Conversational Feedback in Scripted versus Spontaneous Dialogues: A Comparative Analysis
Ildik\'o Pil\'an, Laurent Pr\'evot, Hendrik Buschmeier, Pierre Lison

TL;DR
This study compares communicative feedback in scripted subtitles and spontaneous dialogues across multiple languages, revealing significant differences in feedback frequency and types, with implications for training conversational NLP models.
Contribution
The paper provides a comprehensive quantitative analysis of feedback phenomena in scripted versus spontaneous dialogues, highlighting key linguistic differences across languages and genres.
Findings
Feedback is less frequent in subtitles than in spontaneous dialogues.
Subtitles contain a higher proportion of negative feedback.
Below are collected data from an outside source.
PR #10090, opened 2025-03-15
[Gear] Add new option to Soulletting Ruby trinket

millanzarreta:
The new option allows setting a fixed health percentage for the target when using the SR trinket

### DIFF
--- a/engine/player/unique_gear_shadowlands.cpp
+++ b/engine/player/unique_gear_shadowlands.cpp
@@ -958,12 +958,14 @@ void soulletting_ruby( special_effect_t& effect )
     stat_buff_t* buff;
     double base_crit_value;
     double max_crit_bonus;
+    double fixed_percentage_targethealth;
 
     soulletting_ruby_t( const special_effect_t& e, stat_buff_t* b ) :
       proc_spell_t( "soulletting_ruby", e.player, e.player->find_spell( 345802 ) ),
       buff( b ),
       base_crit_value( e.player->find_spell( 345807 )->effectN( 1 ).average( e.item ) ),
-      max_crit_bonus( e.player->find_spell( 345807 )->effectN( 2 ).average( e.item ) )
+      max_crit_bonus( e.player->find_spell( 345807 )->effectN( 2 ).average( e.item ) ),
+      fixed_percentage_targethealth( e.player->sim->shadowlands_opts.soulletting_ruby_fixed_percent_targethealth )
     {}
 
     void execute() override
@@ -971,7 +973,7 @@ void soulletting_ruby( special_effect_t& effect )
       proc_spell_t::execute();
 
       make_event( *sim, travel_time(), [ this, t = execute_state->target ] {
-        double bonus_mul = 1.0 - ( t->is_active() ? t->health_percentage() * 0.01 : 0.0 );
+        double bonus_mul = 1.0 - ( ( fixed_percentage_targethealth < 0.0 ) ? ( t->is_active() ? t->health_percentage() * 0.01 : 0.0 ) : ( fixed_percentage_targethealth ));
 
         buff->stats.back().amount = base_crit_value + max_crit_bonus * bonus_mul;
         buff->trigger();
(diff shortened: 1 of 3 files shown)


millanzarreta:
The [Soulletting Ruby](https://www.wowhead.com/item=178809/soulletting-ruby) trinket from Theater of Pain dungeon (Shadowlands) is now available to players in TWW due to the dungeon's addition to the TWW Season 2 M+ pool.

This trinket provides a variable critical hit value based on the target's health percentage when used (less target HP% = more crit). This behavior is already implemented in ``simc`` and does not need adjustments.

It may sometimes be interesting for players to simulate the use of this trinket based on a fixed health percentage (instead of the real target health percentage). This allows them to simulate additional situations during a game session in a more personalized way and/or obtain other useful information, such as: setting an appropriate mean value to better sim m+ situations when player is sniping low-health mobs, to know the maximum value the trinket can provide with optimal use, to know the minimum value the trinket can provide in the worst-case scenario, etc.

In any case, this parameter is optional and is disabled by default (thus is also disabled if the user does not use this parameter). If disabled, the trinket in sim behaves the same way it did until now.

Therefore, the new optional option ``shadowlands.soulletting_ruby_fixed_percent_targethealth`` has been added, allowing a fixed health percentage value to be set for all uses of the trinket. Its default value is ``-1.0``, and with this value the option is disabled and the health percentage value of the current target on which the trinket is used will be taken in every trinket use. This option is enabled by setting a value between ``0.0`` and ``1.0`` for a fixed health percentage value between 0% and 100% respectively for all trinket uses.

At last, if this PR is accepted and merged, the [Wiki page](https://github.com/simulationcraft/simc/wiki/ExpansionOptions) should be updated with the info of this new option.

nyterage:
this is generally already an option for players, utilizing `enemy_fixed_health_percentage=x` or `enemy_initial_health_percentage=x` options implemented in simc
more details about those options here. 
https://github.com/simulationcraft/simc/wiki/Enemies#health-related-options

millanzarreta:
It's true that these options could be used for the same purpose. However, these options don't just affect the trinket, but the entire simulation, and they are very likely to affect the results due to other reasons (different priorities in the APL based on the percentage of health, buffs and/or spells that are only used/affected at certain percentages of health, executes, etc.).

This is why I still think this new option is useful. I think the new option would allow for more isolated testing of the differences in the trinket's impact based on the percentage of health it is used on.

renanthera:
The behaviours are fundamentally linked, making this produce clearly invalid output.

If you want to decouple the two effects, you would be able to spawn an invulnerable target at a separate fixed hp iirc, but there may be strange behaviours down that rabbit hole.

millanzarreta:
> The behaviours are fundamentally linked, making this produce clearly invalid output.

The same could be said for most of the trinkets/sets/effects options on [this page](https://github.com/simulationcraft/simc/wiki/ExpansionOptions). In many of these effects, changing the default value also produces an "invalid output". However, I don't see it that way: when using these extra options, you are enforcing behavior that exists in-game (usually related to player behavior) but is not easy (or even impossible) to replicate in the simulator.

To give one example of many possible options, the already available `dragonflight.nymue_forced_immobilized` option allows you to set the trinket to always deal the extra damage it does against rooted/stunned targets. By default, this option is set to `false`, and the simulator has implemented a check for rooted/stunned targets in the code. Theoretically, this new option isn't necessary, as roots/stuns can be set on the target in other ways. This option, however, is simple and effective. It's disabled by default (so it doesn't produce unexpected results), and deliberately enabling it easily achieves the desired goal in the simulation, which is to check the results if we always make sure to use the trinket on rooted/stunned targets. I wouldn't consider this an "invalid output". There are more examples, but this one seemed quite similar to this one.

Likewise, the option proposed in this PR allows for a simple and effective option to transfer to the simulator the desired in-game behavior (e.g. when sniping other targets with the trinket, targets that are often not the primary target), I would not consider this an invalid output, or no less than other options already available. The option is disabled by default, so no unexpected results occur for those who ignore it.

> If you want to decouple the two effects, you would be able to spawn an invulnerable target at a separate fixed hp iirc, but there may be strange behaviours down that rabbit hole.

I suppose something along those lines could be attempted, but it's very likely to produce various unintended effects (changes in the APL due to the number of targets, effects that shouldn't affect that other unit, etc.). Both these options and others related to `enemy_fixed_health_percentage=x` or `enemy_initial_health_percentage=x` would be feasible, but they present certain problems, in addition to being quite complex solutions.

I still believe that this new option is simple and clear in what it seeks to achieve, it doesn't affect those who don't explicitly want to use it, it allows you to adjust certain in-game behaviors in the simulator as desired, and the alternatives present certain complications in addition to not being simple.

PR #10093, opened 2025-03-16
[Outlaw] Edit KIR rules and RTB usage for HO builds

soloxcx:
KIR fishing rules without a 5 roll are superfluous in the end.


soloxcx:
Drafting, some changes to Hidden Opportunity rolls need to be ironed out and might as well add it to this PR.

LLM-generated dialogues resemble scripted dialogues more than spontaneous ones.
Abstract
Scripted dialogues such as movie and TV subtitles constitute a widespread source of training data for conversational NLP models. However, there are notable linguistic differences between these dialogues and spontaneous interactions, especially regarding the occurrence of communicative feedback such as backchannels, acknowledgments, or clarification requests. This paper presents a quantitative analysis of such feedback phenomena in both subtitles and spontaneous conversations. Based on conversational data spanning eight languages and multiple genres, we extract lexical statistics, classifications from a dialogue act tagger, expert annotations and labels derived from a fine-tuned Large Language Model (LLM). Our main empirical findings are that (1) communicative feedback is markedly less frequent in subtitles than in spontaneous dialogues and (2) subtitles contain a higher proportion of…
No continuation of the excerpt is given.